Check every line of the data for the string "something" and copy the ones that have it.

[Stored data]
= = = =
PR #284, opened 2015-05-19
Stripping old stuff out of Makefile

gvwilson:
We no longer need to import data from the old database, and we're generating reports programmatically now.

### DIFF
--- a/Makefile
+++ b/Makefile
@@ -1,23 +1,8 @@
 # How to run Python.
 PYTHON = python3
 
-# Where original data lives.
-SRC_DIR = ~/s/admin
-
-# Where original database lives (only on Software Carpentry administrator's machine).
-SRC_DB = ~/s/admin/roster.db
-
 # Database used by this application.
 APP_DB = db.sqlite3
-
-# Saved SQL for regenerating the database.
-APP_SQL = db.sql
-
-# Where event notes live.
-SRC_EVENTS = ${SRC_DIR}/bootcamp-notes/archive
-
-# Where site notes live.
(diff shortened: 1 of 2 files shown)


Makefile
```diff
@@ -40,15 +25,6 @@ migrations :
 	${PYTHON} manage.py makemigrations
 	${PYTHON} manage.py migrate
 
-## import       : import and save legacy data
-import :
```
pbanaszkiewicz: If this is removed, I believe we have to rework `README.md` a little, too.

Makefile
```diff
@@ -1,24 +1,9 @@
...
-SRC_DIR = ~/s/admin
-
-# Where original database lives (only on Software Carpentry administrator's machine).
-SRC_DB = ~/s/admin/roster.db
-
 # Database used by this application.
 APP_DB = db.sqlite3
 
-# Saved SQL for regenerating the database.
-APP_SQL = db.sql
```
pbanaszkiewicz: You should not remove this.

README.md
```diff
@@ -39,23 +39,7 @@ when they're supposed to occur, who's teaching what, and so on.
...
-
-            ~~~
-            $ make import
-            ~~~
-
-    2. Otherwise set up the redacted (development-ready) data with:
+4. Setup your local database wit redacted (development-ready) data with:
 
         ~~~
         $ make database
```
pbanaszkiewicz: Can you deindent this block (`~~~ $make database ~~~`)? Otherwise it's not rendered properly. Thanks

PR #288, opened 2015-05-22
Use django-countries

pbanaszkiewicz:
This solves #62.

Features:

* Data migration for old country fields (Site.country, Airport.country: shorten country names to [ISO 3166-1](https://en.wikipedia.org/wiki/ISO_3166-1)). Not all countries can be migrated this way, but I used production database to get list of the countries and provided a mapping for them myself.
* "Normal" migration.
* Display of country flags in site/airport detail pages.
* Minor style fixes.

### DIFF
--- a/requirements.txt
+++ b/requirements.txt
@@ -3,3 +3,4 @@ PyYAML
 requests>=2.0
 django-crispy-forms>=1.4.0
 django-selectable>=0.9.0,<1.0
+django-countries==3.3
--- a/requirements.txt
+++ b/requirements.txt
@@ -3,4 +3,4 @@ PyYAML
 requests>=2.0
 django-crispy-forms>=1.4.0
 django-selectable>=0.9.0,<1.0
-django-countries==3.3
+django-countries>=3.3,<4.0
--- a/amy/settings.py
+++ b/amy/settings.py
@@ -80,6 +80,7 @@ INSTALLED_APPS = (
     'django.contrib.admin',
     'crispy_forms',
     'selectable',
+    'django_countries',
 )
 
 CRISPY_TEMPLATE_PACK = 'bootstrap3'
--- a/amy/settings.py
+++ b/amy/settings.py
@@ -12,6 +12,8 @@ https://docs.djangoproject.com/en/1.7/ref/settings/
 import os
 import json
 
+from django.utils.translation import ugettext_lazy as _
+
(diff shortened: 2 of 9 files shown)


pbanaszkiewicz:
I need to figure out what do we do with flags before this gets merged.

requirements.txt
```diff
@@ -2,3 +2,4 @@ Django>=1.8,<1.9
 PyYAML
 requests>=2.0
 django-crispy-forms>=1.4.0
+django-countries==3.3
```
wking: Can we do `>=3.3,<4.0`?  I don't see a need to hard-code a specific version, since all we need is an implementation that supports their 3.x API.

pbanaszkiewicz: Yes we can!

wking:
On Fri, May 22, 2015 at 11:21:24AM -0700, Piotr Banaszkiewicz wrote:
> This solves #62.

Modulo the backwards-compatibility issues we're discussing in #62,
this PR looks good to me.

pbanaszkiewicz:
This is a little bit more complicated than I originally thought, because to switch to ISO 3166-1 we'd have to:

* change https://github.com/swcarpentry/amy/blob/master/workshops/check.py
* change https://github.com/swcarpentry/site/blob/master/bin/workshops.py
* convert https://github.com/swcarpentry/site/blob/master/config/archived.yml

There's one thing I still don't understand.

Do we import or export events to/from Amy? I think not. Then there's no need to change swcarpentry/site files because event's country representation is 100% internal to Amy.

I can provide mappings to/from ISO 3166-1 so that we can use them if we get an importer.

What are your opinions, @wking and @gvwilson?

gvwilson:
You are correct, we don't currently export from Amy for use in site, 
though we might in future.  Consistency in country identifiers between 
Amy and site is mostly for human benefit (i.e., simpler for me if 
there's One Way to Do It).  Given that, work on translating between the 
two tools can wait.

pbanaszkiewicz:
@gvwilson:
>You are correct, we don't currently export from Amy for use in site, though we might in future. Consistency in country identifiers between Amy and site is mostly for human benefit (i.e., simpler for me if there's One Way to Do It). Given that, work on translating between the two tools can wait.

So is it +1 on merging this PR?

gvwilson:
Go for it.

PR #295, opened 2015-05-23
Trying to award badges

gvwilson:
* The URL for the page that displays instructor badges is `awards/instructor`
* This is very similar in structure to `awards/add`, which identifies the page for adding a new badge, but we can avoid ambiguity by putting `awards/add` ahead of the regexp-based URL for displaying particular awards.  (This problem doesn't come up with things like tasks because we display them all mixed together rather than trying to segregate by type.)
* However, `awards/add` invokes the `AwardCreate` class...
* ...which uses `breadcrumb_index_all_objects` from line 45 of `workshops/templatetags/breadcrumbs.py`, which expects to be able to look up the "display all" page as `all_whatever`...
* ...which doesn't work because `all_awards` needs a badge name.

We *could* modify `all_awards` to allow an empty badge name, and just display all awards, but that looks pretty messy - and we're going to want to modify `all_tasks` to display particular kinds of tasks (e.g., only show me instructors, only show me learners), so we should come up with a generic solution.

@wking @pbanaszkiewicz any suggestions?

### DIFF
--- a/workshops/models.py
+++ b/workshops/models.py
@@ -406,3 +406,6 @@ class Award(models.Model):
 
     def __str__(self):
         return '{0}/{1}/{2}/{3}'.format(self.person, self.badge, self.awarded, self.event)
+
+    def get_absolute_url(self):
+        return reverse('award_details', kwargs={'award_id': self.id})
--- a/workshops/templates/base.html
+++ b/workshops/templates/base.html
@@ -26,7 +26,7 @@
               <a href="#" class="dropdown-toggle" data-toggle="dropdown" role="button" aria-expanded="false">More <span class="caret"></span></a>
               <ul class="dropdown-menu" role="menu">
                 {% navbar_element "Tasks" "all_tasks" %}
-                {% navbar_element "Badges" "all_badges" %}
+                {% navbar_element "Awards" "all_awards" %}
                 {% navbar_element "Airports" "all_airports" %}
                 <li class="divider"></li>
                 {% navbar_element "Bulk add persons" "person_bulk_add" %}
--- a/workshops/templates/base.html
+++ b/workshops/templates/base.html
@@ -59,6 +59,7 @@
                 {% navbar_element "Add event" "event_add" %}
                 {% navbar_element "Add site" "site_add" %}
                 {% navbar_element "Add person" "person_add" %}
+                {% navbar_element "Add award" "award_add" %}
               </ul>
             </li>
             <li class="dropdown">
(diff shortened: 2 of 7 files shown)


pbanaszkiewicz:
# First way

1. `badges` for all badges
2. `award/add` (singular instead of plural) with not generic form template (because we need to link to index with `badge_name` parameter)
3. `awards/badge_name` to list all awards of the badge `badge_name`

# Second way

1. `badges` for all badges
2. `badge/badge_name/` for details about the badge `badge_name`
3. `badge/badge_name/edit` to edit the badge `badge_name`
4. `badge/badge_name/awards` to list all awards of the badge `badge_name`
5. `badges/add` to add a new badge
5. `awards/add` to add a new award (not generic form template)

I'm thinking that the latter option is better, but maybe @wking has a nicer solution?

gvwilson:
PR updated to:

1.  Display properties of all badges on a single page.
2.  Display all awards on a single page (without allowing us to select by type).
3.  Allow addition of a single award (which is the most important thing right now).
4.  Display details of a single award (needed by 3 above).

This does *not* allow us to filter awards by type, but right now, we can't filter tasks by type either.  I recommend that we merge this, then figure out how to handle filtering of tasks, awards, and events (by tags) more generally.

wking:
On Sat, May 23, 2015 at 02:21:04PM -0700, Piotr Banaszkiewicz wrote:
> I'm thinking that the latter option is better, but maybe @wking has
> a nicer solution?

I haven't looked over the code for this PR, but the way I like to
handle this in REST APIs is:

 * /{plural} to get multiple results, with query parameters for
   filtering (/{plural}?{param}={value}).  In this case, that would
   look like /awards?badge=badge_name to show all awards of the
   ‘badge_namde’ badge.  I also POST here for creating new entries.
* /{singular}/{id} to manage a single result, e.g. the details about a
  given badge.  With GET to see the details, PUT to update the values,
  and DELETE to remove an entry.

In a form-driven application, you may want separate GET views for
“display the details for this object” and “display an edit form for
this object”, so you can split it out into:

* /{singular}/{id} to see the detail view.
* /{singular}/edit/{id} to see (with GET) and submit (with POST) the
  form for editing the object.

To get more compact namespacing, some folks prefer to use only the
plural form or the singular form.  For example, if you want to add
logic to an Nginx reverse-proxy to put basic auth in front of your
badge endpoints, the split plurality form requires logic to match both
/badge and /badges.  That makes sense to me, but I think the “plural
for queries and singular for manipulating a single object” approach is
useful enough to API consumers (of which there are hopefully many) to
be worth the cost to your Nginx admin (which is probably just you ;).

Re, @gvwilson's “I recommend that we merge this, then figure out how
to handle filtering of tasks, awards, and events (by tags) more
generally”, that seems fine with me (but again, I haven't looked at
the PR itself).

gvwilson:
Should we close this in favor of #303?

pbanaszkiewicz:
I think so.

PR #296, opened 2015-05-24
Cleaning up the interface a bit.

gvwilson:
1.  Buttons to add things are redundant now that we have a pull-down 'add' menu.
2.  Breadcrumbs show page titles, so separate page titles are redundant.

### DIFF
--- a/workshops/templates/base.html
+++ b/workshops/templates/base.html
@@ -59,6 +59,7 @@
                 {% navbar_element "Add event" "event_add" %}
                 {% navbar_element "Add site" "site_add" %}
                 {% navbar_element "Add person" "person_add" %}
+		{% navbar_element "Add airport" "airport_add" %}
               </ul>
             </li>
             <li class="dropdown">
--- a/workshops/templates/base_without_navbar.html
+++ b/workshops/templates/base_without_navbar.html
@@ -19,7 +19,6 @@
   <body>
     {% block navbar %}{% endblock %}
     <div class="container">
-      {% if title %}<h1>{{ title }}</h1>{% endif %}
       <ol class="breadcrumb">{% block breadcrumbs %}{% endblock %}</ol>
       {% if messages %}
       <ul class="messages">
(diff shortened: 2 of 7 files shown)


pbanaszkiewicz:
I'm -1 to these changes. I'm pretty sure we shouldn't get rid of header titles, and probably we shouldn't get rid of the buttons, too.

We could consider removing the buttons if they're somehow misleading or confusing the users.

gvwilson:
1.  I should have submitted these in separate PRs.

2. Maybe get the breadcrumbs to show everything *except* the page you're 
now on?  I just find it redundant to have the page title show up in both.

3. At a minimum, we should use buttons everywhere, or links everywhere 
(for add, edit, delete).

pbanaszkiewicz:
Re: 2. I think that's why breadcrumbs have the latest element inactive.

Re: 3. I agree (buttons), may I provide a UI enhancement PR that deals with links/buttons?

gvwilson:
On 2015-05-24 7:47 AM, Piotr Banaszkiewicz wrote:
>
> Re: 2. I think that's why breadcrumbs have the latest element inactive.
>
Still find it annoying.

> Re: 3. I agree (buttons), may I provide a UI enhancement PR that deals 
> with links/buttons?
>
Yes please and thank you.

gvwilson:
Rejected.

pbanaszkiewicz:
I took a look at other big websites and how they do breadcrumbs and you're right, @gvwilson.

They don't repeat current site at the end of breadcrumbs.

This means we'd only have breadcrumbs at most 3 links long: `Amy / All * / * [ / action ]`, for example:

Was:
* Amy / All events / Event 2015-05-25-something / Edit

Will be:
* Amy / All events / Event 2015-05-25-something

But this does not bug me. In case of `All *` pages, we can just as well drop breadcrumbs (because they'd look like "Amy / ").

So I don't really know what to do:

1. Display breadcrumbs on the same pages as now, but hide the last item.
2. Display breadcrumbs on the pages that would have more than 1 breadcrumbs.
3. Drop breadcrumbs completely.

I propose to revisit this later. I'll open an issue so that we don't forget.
= = = =
*Response to the exercise*.
* Amy / All events / Event 2015-05-25-something / Edit
* Amy / All events / Event 2015-05-25-something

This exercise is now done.